Dynamic molds add a layer of indirection. Do not reach for them when the simpler alternatives work:

  • Static parameters known at the call site → use --arg key=value or inline -e expr.
  • Pure transformation with no decision tree → write a regular transform(data, ...) mold without the pipeline parameter.
  • One-off scripts that won't be reused → an inline -e is fine, no need to register a mold.

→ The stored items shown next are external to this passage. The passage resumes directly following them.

PR #1054, opened 2026-06-12
Fix symlink creation in runregression

JunoRavin:
If you look in individual runs for your runregression system, you will see a directory for that app layer (so all gyrokinetic/creg-runs have a gyrokinetic/ folder in them). This is a symlink to your source app-layer directory so that any C regression test can resolve relative paths to what we keep in that layers data/ directory (such as eqdsk files).

This symlink was only checking if it existed and then running, which could produce a silent failure if you switched source repositories and changed something about the underlying data (if some eqdsk file gets updated). So always create the symlink safely by rm -f and ln -s. Note the lack of -rf because we don't want to accidentally delete a directory and delete data. We let the rm command fail in that case.

### DIFF
--- a/gkeyll/lua/Tool/runregression.lua
+++ b/gkeyll/lua/Tool/runregression.lua
@@ -1001,13 +1001,19 @@ local function prepareCRun(test, timeoutSecs, mode, skipCompile)
    end
 
    -- Symlink the layer source dir so tests can find data files by relative path.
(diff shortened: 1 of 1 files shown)


manauref (approved):
good to fix silent errors. Thank you!

ammarhakim (approved):
Ready to merge.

The cost of a dynamic mold is readability: someone reading the chain has to open the mold to know what gets injected. Use it when the dynamic decision is the value-add of the mold (the user wants the live computation), not as a generic structuring mechanism.


Limitations

Snapshot semantics

pipeline.length(), pipeline.step(j), and the list of remaining steps are computed once per step, at the start of transform(). A step injected by step i via insert_next or append is only visible from step i+1 onwards. You cannot read or mutate a step you have just appended in the same transform() call.

Practically: do the injection, return data, and let the next step (which can be an inline -e in the same CLI invocation) interact with the injected step.

Series, not fan-out

append chains a step at the end of the pipeline; it does not create N parallel runs of the same downstream mold. The pipeline is strictly series — each step receives the output of the previous one. If you need a fan-out (process N chunks in parallel), the right tool is a shell loop or an external job runner; dynamic molds are not a replacement for that.

set('args') is future-only

step.set('args', {...}) is forbidden on the current step. The current step's args has already been passed to its transform() — mutating it would have no observable effect. Use a future step receiver instead.

Deterministic, not reactive

A mold sees its input data once. It cannot "subscribe" to events or react to streaming data. Dynamic in fimod means the chain is decided at runtime from the input data, not the chain reacts to a stream of events.


API reference

The full pipeline parameter API — current_step(), step(i), length(), insert_next, append, Step.create(...), step.get / step.set — is documented in the Mold Scripting guide.

This page is the why; that one is the how.